Eleven years ago, I set up a charity, Women for Refugee Women, that works with women seeking asylum. I see many of the experiences of my grandparents when they lost their homeland being repeated in this generation. The refugees I work with in the UK don’t have the right to work, they are exploited, they live in limbo, they wait years for citizenship, they are detained, they have left family members behind and they deal with all of that as they try to move on from the trauma they are fleeing. There is no Holocaust now, but there are wars and oppressions that may bear as harshly on the individual survivor and there are also private persecutions that drive people across borders, whose scars may be as great and more hidden. Too often, the Refugee Convention, which aimed to move the world on from the chaotic displacements of wartime and postwar Europe, is ignored.

“No paradox of contemporary politics is filled with a more poignant irony,” Arendt wrote, “than the discrepancy between the efforts of well-meaning idealists who stubbornly insist on regarding as ‘inalienable’ those human rights, which are enjoyed by citizens of the most prosperous and civilised countries, and the situation of the rightless themselves.” This irony is not confined to Arendt’s times; indeed, it is becoming painfully obvious again, as refugees drown in the seas or rot in the camps at Europe’s borders.

This is what scared me about Brexit – not just the economic prospects, but the underlying feeling that seemed to propel it, that we are a country that wants to close its doors and turn away from the needs of those on our borders. I finally ask my mother why she decided to take the step of getting her German citizenship and find that for her it is the xenophobia, once hidden under British politeness, which has now become unapologetic. Her close friend and neighbour in her block of flats has been ranting about how it is time to end Britain’s weakness in letting in migrants. “Would you prefer that people like me had never come in?” she asks and he turns his back on her. She is afraid for the next generation and wants to give them whatever insurance she can.

There seems to be a darkness here that was hidden before and is now a visible stain. A few days after I start the application for German citizenship, I read a reader’s comment on the website of the Times for illegal migrants to the UK to be put into gas chambers. No doubt one can hear similar in Germany today and the result of the last election there was unsettling. But it is also clear that there are many in Germany, including its leader, who want to stand up for the rights of refugees. The motives of Angela Merkel in opening the border to Syrian refugees in 2015 may be complex, but as people came forward at stations to welcome the new arrivals you realised that the desire to move on from the past still runs very deeply through Germany.
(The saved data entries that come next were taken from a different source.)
PR #86, opened 2020-11-15
Added support for user-defined BTBs, and provided a sample Basic BTB

sethpugsley:
This is not ready for prime time yet, but I wanted to get some eyeballs on it early as I'm expecting it to go through plenty of iteration.  I would appreciate help not only with code, style, and simulator architecture, but also branch target prediction architectures in general.  I'm a BTB novice.

This PR adds non-perfect BTBs to ChampSim.  How this fits in ChampSim is that the branch predictor is now expected to return either 0 for non-taken branches, or the specific byte address of the branch target for taken branches.  The branch predictor can get help coming up with the specific target address from the BTB.  Basically how I'm imagining this will work is that the first line of the branch predictor will call the BTB to get its target prediction, and then the branch predictor can decide whether or not it wants to use that target prediction.  If the branch predictor predicts a branch as not taken, then it can just discard the output of the BTB.

The included basic_btb implements a fairly straightforward 8K entry BTB + 32-entry return address stack. From my testing, it appears to work correctly for direct and conditional branches and direct calls and returns, but it doesn't do anything special for indirect branches or calls, so it mostly gets those wrong.  I have lots of ideas about how indirect branches and calls could be predicted more effectively, but one of my goals for basic_btb is for it to be ... well, basic.  I don't want to invent anything new, and I don't know what the basic version of indirect branch prediction is.  That's something I would appreciate help deciding.

As far as performance goes, basic_btb is so much worse than the previous perfect BTB ChampSim had that it almost makes it irrelevant which branch predictor you use alongside it.  The hashed_perceptron branch predictor is still a little bit better than gshare, but not by nearly as much as it was with a perfect BTB.  I'm imagining that once basic_btb starts to do something about indirect branches that a lot of the performance difference will return.

I'm looking for suggestions about how BTBs should be integrated with ChampSim in general, as well as suggestions for improvements to the particular sample basic_btb I included, while still making sure it remains basic.

Finally, I ran basic_btb.cc through clang-format using llvm style before I commited it, so you can see what that looks like in action if you're unfamiliar with it.

### DIFF
--- a/btb/basic_btb/basic_btb.cc
+++ b/btb/basic_btb/basic_btb.cc
@@ -8,8 +8,9 @@
 
 #include "ooo_cpu.h"
 
-#define BASIC_BTB_SETS 1024
+#define BASIC_BTB_SETS 256
 #define BASIC_BTB_WAYS 8
+#define BASIC_BTB_INDIRECT_SIZE 1024
 #define BASIC_BTB_RAS_SIZE 32
 
 struct BASIC_BTB_ENTRY {
@@ -21,6 +22,9 @@ struct BASIC_BTB_ENTRY {
 
 BASIC_BTB_ENTRY basic_btb[NUM_CPUS][BASIC_BTB_SETS][BASIC_BTB_WAYS];
 uint64_t basic_btb_lru_counter[NUM_CPUS];
+
+uint64_t basic_btb_indirect[NUM_CPUS][BASIC_BTB_INDIRECT_SIZE];
+uint64_t basic_btb_conditional_history[NUM_CPUS];
 
 uint64_t basic_btb_ras[NUM_CPUS][BASIC_BTB_RAS_SIZE];
 int basic_btb_ras_index[NUM_CPUS];
@@ -68,6 +72,11 @@ void basic_btb_update_lru(uint8_t cpu, BASIC_BTB_ENTRY *btb_entry) {
   basic_btb_lru_counter[cpu]++;
 }
 
+uint64_t basic_btb_indirect_hash(uint8_t cpu, uint64_t ip) {
+  uint64_t hash = (ip >> 2) ^ (basic_btb_conditional_history[cpu]);
+  return hash % BASIC_BTB_INDIRECT_SIZE;
+}
+
 void push_basic_btb_ras(uint8_t cpu, uint64_t ip) {
   basic_btb_ras[cpu][basic_btb_ras_index[cpu]] =
       ip + basic_btb_ras_call_return_offset[cpu];
@@ -92,6 +101,7 @@ uint64_t pop_basic_btb_ras(uint8_t cpu) {
 void O3_CPU::initialize_btb() {
   std::cout << "Basic BTB sets: " << BASIC_BTB_SETS
             << " ways: " << BASIC_BTB_WAYS
+            << " indirect buffer size: " << BASIC_BTB_INDIRECT_SIZE
             << " RAS size: " << BASIC_BTB_RAS_SIZE << std::endl;
 
   for (uint32_t i = 0; i < BASIC_BTB_SETS; i++) {
@@ -103,6 +113,11 @@ void O3_CPU::initialize_btb() {
     }
   }
   basic_btb_lru_counter[cpu] = 0;
+
+  for (uint32_t i = 0; i < BASIC_BTB_INDIRECT_SIZE; i++) {
+    basic_btb_indirect[cpu][i] = 0;
+  }
+  basic_btb_conditional_history[cpu] = 0;
 
   for (uint32_t i = 0; i < BASIC_BTB_RAS_SIZE; i++) {
     basic_btb_ras[cpu][i] = 0;
@@ -131,8 +146,11 @@ uint64_t O3_CPU::btb_prediction(uint64_t ip, uint8_t branch_type,
     basic_btb_last_return_target[cpu] = target;
 
     return target;
+  } else if ((branch_type == BRANCH_INDIRECT) ||
+             (branch_type == BRANCH_INDIRECT_CALL)) {
+    return basic_btb_indirect[cpu][basic_btb_indirect_hash(cpu, ip)];
   } else {
-    // use BTB for all branches + calls
+    // use BTB for all other branches + direct calls
     auto btb_entry = basic_btb_find_entry(cpu, ip);
 
     if (btb_entry == NULL) {
@@ -152,6 +170,18 @@ uint64_t O3_CPU::btb_prediction(uint64_t ip, uint8_t branch_type,
 
 void O3_CPU::update_btb(uint64_t ip, uint64_t branch_target, uint8_t taken,
                         uint8_t branch_type) {
+  // updates for indirect branches
+  if ((branch_type == BRANCH_INDIRECT) ||
+      (branch_type == BRANCH_INDIRECT_CALL)) {
+    basic_btb_indirect[cpu][basic_btb_indirect_hash(cpu, ip)] = branch_target;
+  }
+  if (branch_type == BRANCH_CONDITIONAL) {
+    basic_btb_conditional_history[cpu] <<= 1;
+    if (taken) {
+      basic_btb_conditional_history[cpu] |= 1;
+    }
+  }
+
   if (branch_type == BRANCH_RETURN) {
     // recalibrate call-return offset
     // if our return prediction got us into the right cache line, but not the
--- a/btb/basic_btb/basic_btb.cc
+++ b/btb/basic_btb/basic_btb.cc
@@ -1,0 +1,191 @@
+
+/*
+ * This file implements a basic Branch Target Buffer (BTB) structure.
+ * It uses a set-associative BTB to predict the targets of non-return branches,
+ * and it uses a small Return Address Stack (RAS) to predict the target of
+ * returns.
+ */
+
+#include "ooo_cpu.h"
+
+#define BASIC_BTB_SETS 1024
+#define BASIC_BTB_WAYS 8
+#define BASIC_BTB_RAS_SIZE 32
+
+struct BASIC_BTB_ENTRY {
+  uint64_t ip_tag;
+  uint64_t target;
+  uint8_t always_taken;
+  uint64_t lru;
+};
+
+BASIC_BTB_ENTRY basic_btb[NUM_CPUS][BASIC_BTB_SETS][BASIC_BTB_WAYS];
+uint64_t basic_btb_lru_counter[NUM_CPUS];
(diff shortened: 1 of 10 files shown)


alberto-ros:
Regarding a basic indirect branch target predictor, I would suggest something like the Target Cache: http://meseec.ce.rit.edu/eecc722-fall2001/papers/branch-prediction/4/indir_isca24.pdf
It is like the gshare of the indirect branch prediction. To keep it even more basic, the tagless version could be an option.

Although I think that current systems get the target address before the direction of the branch, I do not see a major problem doing it at the same time in ChampSim. However, calling the BTB inside the branch prediction code seems an extra complexity. Maybe calling it at the OoO core code and passing the target as a parameter to the branch prediction (in case the branch wants to use it) could be a better option, if anyway any branch needs to call it.

sethpugsley:
I like the suggestion about moving the calls to the BTB to the OoO core code, and then just passing the results to the branch predictor.  Also, I'll look into the Target Cache paper.

After I added stats that break down mispredicts by branch type, I found that I had more misses for returns than even indirect calls.  I implemented the RAS the first way that popped into my head, but I don't really know how close that is to a realistic RAS.  Could someone please point me toward a resource that teaches about how a RAS is supposed to work?

ngober:
Let me see if I understand you: You propose that the module that has previously served as the branch direction predictor be generalized to serve as the branch target and direction predictor. This is okay to me, but I wonder if the way you're doing it is the right ideal. From a research perspective, you would like to isolate the element that you are researching. If I am a researcher working on branch direction prediction, I probably don't want to concern myself greatly with the branch target prediction and would prefer it to be in a separate module. Does your change allow for that?

alberto-ros:
I think the RAS is well implemented but small. A 64-entry RAS as in today systems may reduce a lot the return misses.

sethpugsley:
I took the comments from @alberto-ros and @ngober and made it so now the OoO core itself calls the BTB functions, and not the branch predictors.  This should make things more modular.  I also reverted the branch predictors back to the way they were before this PR, with the exception of changing the function arguments to include the information from the BTB.  Now the BTB predicts a target, the BPU predicts taken/not taken, and then the OoO core makes the final decision about the branch target.

@alberto-ros I tried to make the RAS bigger (I went all the way up to 256 entries), but the return branch MPKI didn't go down.  I think there's something wrong with the way I did it.

sethpugsley:
I just implemented a basic target cache, similar to the tagless one in the paper @alberto-ros linked above.  It greatly improves the accuracy of indirect branch and call predictions.

I still have not looked into what's wrong with the RAS, so I'm still interested in suggestions about that.

alberto-ros:
I took a look at the RAS. Moving from 32-entries to 64-entries actually improves for me in server-039.

The code is correct as far as I can tell. However, I have the feeling that the trace is not correct. That is, the RAS predict the correct access -- according to the pattern of calls-returns, but the trace says that the predicted address is wrong. So it may be a problem with the trace.

ngober:
I don't think that's likely. The trace reader uses the next IP as the branch target, so it's always correct. If the code predicts a different IP than the trace does, it's the RAS that is incorrect.

https://github.com/ChampSim/ChampSim/blob/51d0dfca45fc06d67d67995fca619d0b6a884a09/src/tracereader.cc#L111

sethpugsley:
I did some work on the RAS, and it turns out that the problem I was seeing was just caused by the trace I was using to debug my code.  The trace I used was originally an x86 trace, and they have different instruction sizes for different versions of "call."  @alberto-ros if you're using one of the IPC-1 traces, then it was originally ARM, and it would not have variable size call instructions.

The commit I just made tries to track the size of each individual call instruction, so that the RAS knows how many bytes to skip when it pops something off the stack.  I refactored the code a little bit, but fundamentally there was nothing wrong with the logic of the RAS I wrote, it's just that the call instructions were not always the same size.  Now that that's fixed, the RAS is extremely accurate, at least for the traces I've looked at.

A few days ago, I said this would need a lot of iteration.  Unless someone can find more problems with it through testing, then I think it's now good enough to merge.  I made a lot of progress really quickly, and learned a lot about branch target prediction in the process.  So please, everyone, test it out, and look it over, and see if you can find any more problems.  If nobody can find any problems, then I propose it be merged into develop in 1 week from now.

alberto-ros:
Let me explain why I mentioned that perhaps the trace (server_039) may be wrong.

I am running an experiment with the current configuration of the branch basic_btb.

At some point in execution there is a call with ip ffff000008111dec, which is stored in the RAS at index 9. After a number of calls and returns reaching up to index 16 in the RAS, a return at index 9 takes place. The predicted address is ffff000008111df0, which seems correct (ras[9]+4), but the actual target address in the trace is ffff000008d57128. So the prediction was incorrect.

This happens again for indexes 8, 7, 6 ... which makes me think that there is a "cut" in the trace, as the return address do not match expected targets.

As far as I know, the if the RAS predicts a target address (in our case different than 0 -- plus an offset), the prediction must be always correct, unless I am missing something.

Said that, this is not very important as it does not happen frequently, but I wanted to explain what I meant that the traces may be "wrong".

djimeneth:
That trace is from the CVP-1 traces generated by Qualcomm and translated to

I get the forms out again and make a date to go down to the German embassy to deliver them. Yes, my daughter is right to want to be German as well as British. If I want her to retain a knowledge of the past, it is not so that she can intone “never again” at memorial services, while keeping her eyes closed to the present. It’s so that she can see what happens when we deny the humanity of any individual, stateless or citizen. But she can learn that anywhere. I’ve done the forms now. We are planning our summer holiday in Germany next year.